À l’aide d’un programme de simulation qu’ils ont conçu, les chercheurs ont considéré quatre scénarios de partie différents. Un de ces scénarios est lorsque l’équipe visiteuse tire de l’arrière par un but avec trois minutes à jouer au match. Ils ont ensuite testé un certain nombre de stratégies centrées sur le retrait du gardien de but. Ainsi, dans le scénario un, la stratégie qui s’avère la plus judicieuse et qui maximise les chances de l’équipe visiteuse de remonter la pente consiste à retirer le gardien de but avec trois minutes à jouer et à le garder sur le banc jusqu’à ce qu’on parvienne à créer l’égalité, ou que la partie se termine. «Nous avons simulé 150 millions de parties entre des équipes moyennes de la LNH pour chaque combinaison de scénario et de stratégie, poursuit le chercheur. Cela donne, au total, près de 3 milliards de parties simulées.»

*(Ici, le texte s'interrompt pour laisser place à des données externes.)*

PR #340, opened 2019-11-18
Fix KeyNotFoundException, in case of the app monitored is down,

Wicusiu:


src/HealthChecks.UI/Core/HostedService/HealthCheckReportCollector.cs
```diff
@@ -197,17 +197,20 @@ private void SaveExecutionHistoryEntries(UIHealthReport healthReport, HealthChec
 
             foreach (var item in execution.Entries)
             {
-                var reportEntry = healthReport.Entries[item.Name];
+                // If the health service is down, no entry in dictionary
+                if(healthReport.Entries.ContainsKey(item.Name)) {
```
sungam3r:
```suggestion
                if (healthReport.Entries.ContainsKey(item.Name))
                { 
```

unaizorrilla:
Merged

Thanks for contribute, a new package 3.0.4 will be available when release build finish

Issue #324, opened 2019-11-07
[RabbitMQ] Health Check fails for SSL/TLS connections


rwkarg:
This commit https://github.com/Xabaril/AspNetCore.Diagnostics.HealthChecks/commit/3c149151d3ccb044995e1df9526e702da7ba744d removes passing in the `_sslOptions`, even if they are specified. This prevents a health check from being successful to an SSL/TLS endpoint on a broker.

Behavior is as expected in version 3.0.0, prior to this commit.

unaizorrilla:
Hi @rwkarg 

You can specify ssloption on ConnectionFactory definition. This works for you?
```

        public async Task be_healthy_if_rabbitmq_is_available_using_iconnectionfactory()
        {
            var connectionString = @"amqp://localhost:5672";

            var factory = new ConnectionFactory()
            {
                Uri = new Uri(connectionString),
                AutomaticRecoveryEnabled = true,
                Ssl= new SslOption(serverName: "localhost", enabled: false)
            };

            var webHostBuilder = new WebHostBuilder()
            .UseStartup<DefaultStartup>()
            .ConfigureServices(services =>
            {
                services
                    .AddHealthChecks()
                    .AddRabbitMQ(sp=>factory,  tags: new string[] { "rabbitmq" });
            })
            .Configure(app =>
            {
                app.UseHealthChecks("/health", new HealthCheckOptions()
                {
                    Predicate = r => r.Tags.Contains("rabbitmq")
                });
            });

            var server = new TestServer(webHostBuilder);

            var response = await server.CreateRequest($"/health")
                .GetAsync();

            response.StatusCode
                .Should().Be(HttpStatusCode.OK);
        }
```

rwkarg:
This constructor:
https://github.com/Xabaril/AspNetCore.Diagnostics.HealthChecks/blob/3c149151d3ccb044995e1df9526e702da7ba744d/src/HealthChecks.RabbitMQ/RabbitMQHealthCheck.cs#L17 
allows passing of SslOptions which get saved internally, but the previously mentioned PR removes any usage of that option.
Behavior in 3.0.0 would use the specified SslOption which is not surprising. The 3.0.1 package will accept the SslOption in the constructor but then ignore it which is surprising.

rwkarg:
[...]

PR #347, opened 2019-11-26
[RabbitMQ] Using SslOptions if passed in

rwkarg:
Addresses #324 
This change will use the IConnectionFactory as configured or the generated ConfigurationFactory with specified SslOption set when creating a connection.

### DIFF
--- a/src/HealthChecks.RabbitMQ/RabbitMQHealthCheck.cs
+++ b/src/HealthChecks.RabbitMQ/RabbitMQHealthCheck.cs
@@ -1,7 +1,6 @@
 ﻿using Microsoft.Extensions.Diagnostics.HealthChecks;
 using RabbitMQ.Client;
 using System;
-using System.Collections.Generic;
 using System.Threading;
 using System.Threading.Tasks;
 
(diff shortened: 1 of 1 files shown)


rwkarg:
@unaizorrilla

unaizorrilla:
Hi @rwkarg 
PR is merged !! thanks for contribute on this!

Release build is on appveyor, when finished, a new package with version 3.0.2 will be on NuGet

bkaid:
Upgrading from 3.0.1 to 3.0.2 without SSL turned now passes a null SslOption object and causes a null reference exception in the RabbitMQ client library, when previously a `new SslOption()` ended up getting passed by virtue of not setting ConnectionFactory.Ssl.  Probably doing
```
Ssl = sslOption ?? new SslOption()
```
would have been better to not cause breaking changes and forcing an SslOption to be passed in.

unaizorrilla:
Hi @bkaid 

Thanks for catch this, i pushed a new commit to solve this issue, when release build finished a new package 3.0.3 will be available and solve this issue.
thanks

bkaid:
Confirmed that 3.0.3 fixed it, thanks!

Issue #362, opened 2019-12-13
Invalid package name in root README.md


ahryshchanka:
file:
`Install-Package AspNetCore.HealthChecks.AzureIoTHub`
nuget.org:
`Install-Package AspNetCore.HealthChecks.Azure.IoTHub -Version 3.0.0`

difference: AzureIoTHub and Azure**.**IoTHub, dot in name

PR #363, opened 2019-12-13
fix Azure IotHub package name in readme.md

ahryshchanka:
PR for #362


CarlosLanderas:
Thanks for the fix @ahryshchanka

PR #369, opened 2019-12-17
[Azure key vault] Add certificates with configurable expiry check

CarlosLanderas:
This PR adds the ability to configure azure key vault certificates with an optional "checkExpired" parameter that will throw an expection when the remote certificate has expired.

Sample:

```csharp

services
  .AddHealthChecks()
  .AddAzureKeyVault(setup =>
   {
     setup
        .UseKeyVaultUrl("https://landevault.vault.azure.net")
        .AddSecret("cosmos-key")
        .AddKey("Key1")
        .AddCertificate("landecert")
        .AddCertificate("Cert2", checkExpired: true)
        .UseClientSecrets("client", "secret");
   }
```

### DIFF
--- a/src/HealthChecks.AzureKeyVault/AzureKeyVaultOptions.cs
+++ b/src/HealthChecks.AzureKeyVault/AzureKeyVaultOptions.cs
@@ -22,6 +22,13 @@ namespace HealthChecks.AzureKeyVault
             get { return _keys; }
         }
 
+        internal List<(string, bool)> _certificates = new List<(string key, bool checkExpired)>();
+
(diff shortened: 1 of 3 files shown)


src/HealthChecks.AzureKeyVault/AzureKeyVaultOptions.cs
```diff
@@ -22,6 +22,13 @@ internal IEnumerable<string> Keys
             get { return _keys; }
         }
 
+        internal List<(string, bool)> _certificates = new List<(string key, bool checkExpired)>();
```
sungam3r: private?

PR #382, opened 2019-12-23
Be able to setup KafkaHealthCheck as singleton to re-use producer connections to broker

rguyton:
My team would like to be able to register this health check as a singleton and not initiate a new connection to our broker every time the health is checked.  The following change would allow for using the health-check as-is today and allow others to register the health check as a singleton to re-use connections.

### DIFF
--- a/src/HealthChecks.Kafka/KafkaHealthCheck.cs
+++ b/src/HealthChecks.Kafka/KafkaHealthCheck.cs
@@ -12,7 +12,7 @@ namespace HealthChecks.Kafka
 
         public KafkaHealthCheck(ProducerConfig configuration)
         {
-            if(configuration == null) 
+            if (configuration == null) 
                 throw new ArgumentNullException(nameof(configuration));
             
             _producer = new ProducerBuilder<string, string>(configuration).Build();
--- a/src/HealthChecks.Kafka/KafkaHealthCheck.cs
+++ b/src/HealthChecks.Kafka/KafkaHealthCheck.cs
@@ -8,24 +8,27 @@ namespace HealthChecks.Kafka
 {
     public class KafkaHealthCheck : IHealthCheck
     {
-        private readonly ProducerConfig _configuration;
+        private readonly IProducer<string, string> _producer;
+
         public KafkaHealthCheck(ProducerConfig configuration)
         {
-            _configuration = configuration ?? throw new ArgumentNullException(nameof(configuration));
+            if(configuration == null) 
+                throw new ArgumentNullException(nameof(configuration));
+            
+            _producer = new ProducerBuilder<string, string>(configuration).Build();
         }
+
         public async Task<HealthCheckResult> CheckHealthAsync(HealthCheckContext context, CancellationToken cancellationToken = default)
         {
             try
             {
-                using (var producer = new ProducerBuilder<string, string>(_configuration).Build())
-                {
-                    var message = new Message<string, string>()
+                var message = new Message<string, string>()
                     {
-                        Key = "healtcheck-key",
+                        Key = "healthcheck-key",
                         Value = $"Check Kafka healthy on {DateTime.UtcNow}"
                     };
 
-                    var result = await producer.ProduceAsync("healthchecks-topic", message);
+                    var result = await _producer.ProduceAsync("healthchecks-topic", message);
 
                     if (result.Status == PersistenceStatus.NotPersisted)
                     {
@@ -33,7 +36,6 @@ namespace HealthChecks.Kafka
                     }
 
                     return HealthCheckResult.Healthy();
-                }
             }
             catch (Exception ex)
             {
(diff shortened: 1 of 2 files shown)


src/HealthChecks.Kafka/KafkaHealthCheck.cs
```diff
@@ -8,32 +8,34 @@ namespace HealthChecks.Kafka
...
-        private readonly ProducerConfig _configuration;
+        private readonly IProducer<string, string> _producer;
+
         public KafkaHealthCheck(ProducerConfig configuration)
         {
-            _configuration = configuration ?? throw new ArgumentNullException(nameof(configuration));
+            if(configuration == null) 
+                throw new ArgumentNullException(nameof(configuration));
+            
+            _producer = new ProducerBuilder<string, string>(configuration).Build();
```
sungam3r: So `KafkaHealthCheck` became `IDisposable`

src/HealthChecks.Kafka/KafkaHealthCheck.cs
```diff
@@ -8,32 +8,34 @@ namespace HealthChecks.Kafka
 {
     public class KafkaHealthCheck : IHealthCheck
     {
-        private readonly ProducerConfig _configuration;
+        private readonly IProducer<string, string> _producer;
+
         public KafkaHealthCheck(ProducerConfig configuration)
         {
-            _configuration = configuration ?? throw new ArgumentNullException(nameof(configuration));
+            if(configuration == null)
```
sungam3r:
```suggestion
            if (configuration == null) 
```

src/HealthChecks.Kafka/KafkaHealthCheck.cs
```diff
@@ -8,32 +8,34 @@ namespace HealthChecks.Kafka
 {
     public class KafkaHealthCheck : IHealthCheck
     {
-        private readonly ProducerConfig _configuration;
+        private readonly IProducer<string, string> _producer;
+
         public KafkaHealthCheck(ProducerConfig configuration)
         {
-            _configuration = configuration ?? throw new ArgumentNullException(nameof(configuration));
```
unaizorrilla: Hi @rguyton 

We prefer throw expressions instead the if(null) throw, in this case using discards

unaizorrilla: `_ = configuration ?? throw new ArgumentNullException(nameof(configuration));`

src/HealthChecks.Kafka/KafkaHealthCheck.cs
```diff
@@ -8,32 +8,34 @@ namespace HealthChecks.Kafka
 {
     public class KafkaHealthCheck : IHealthCheck
     {
-        private readonly ProducerConfig _configuration;
+        private readonly IProducer<string, string> _producer;
```
unaizorrilla: Why this enable re-use producer connection? Each time healch check is executed a new instance of KafkaHealthCheck is created. If you need singleton you need to store this producer configuration as static ( like azure Service Bus health check do )

My question is, IProducer is intended to be singleton? If true you can do similar things that Azure Service Bus HealthCheck do

rguyton: You can register the Healthcheck itself as a singleton. (see https://docs.microsoft.com/en-us/aspnet/core/host-and-deploy/health-checks?view=aspnetcore-3.1) which will allow the IProducer to be reused.  I'll take a look at the Azure Service Bus HealthCheck.  Thanks for the comments and feedback.

```C#
public class Startup 
{
  ...
  public void ConfigureServices(IServiceCollection collection)
  {
      services.AddSingleton<KafkaHealthCheck>();
      services.AddSingleton(myProducerConfigurationObject);
      ...
      services.AddHealthChecks()
         .AddCheck<KafkaHealthCheck>("kafka");
  }
  ...
}
```

unaizorrilla: Hi @rguyton

You can do that, but, how about register multiple Kafka healtcheck for different Kafka's? In Azure Service Bus HealthCheck you can check different services (topics) and  reusing configuration for each.
Probably is not common have different Kafka healthchecks in the same service. I probably accept this PR but what do you thing about my comments?

rguyton: I think I want to revisit this and check out more in depth what the Azure Service Bus checks are doing.  I have not had a lot of time this past week.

Au cours de la période étudiée, les équipes qui se défendaient face à une formation sans gardien de but ont été pénalisées 84 fois, tandis que celles qui attaquaient ont reçu 44 punitions. «Ce ratio de presque 2 pour 1 montre que non seulement la décision de retirer son gardien de but force l’occurrence d’un but plus rapide, mais elle augmente vos chances d’obtenir un avantage numérique», souligne David Beaudoin.

Les deux chercheurs considèrent que les entraîneurs-chefs de la LNH sont «trop conservateurs» sur le plan de la stratégie relative au gardien de but. Les données recueillies durant la saison 2007-2008 montrent qu’ils retirent leur gardien avec une minute à faire en temps réglementaire, si leur équipe tire de l’arrière par un but, et avec une minute et demie à faire si l’écart est de deux buts. «Rien ne prouve qu’il s’agit d’une bonne stratégie, affirme David Beaudoin. Au contraire, tous les articles scientifiques publiés sur le sujet démontrent l’utilité d’adopter une stratégie plus agressive.»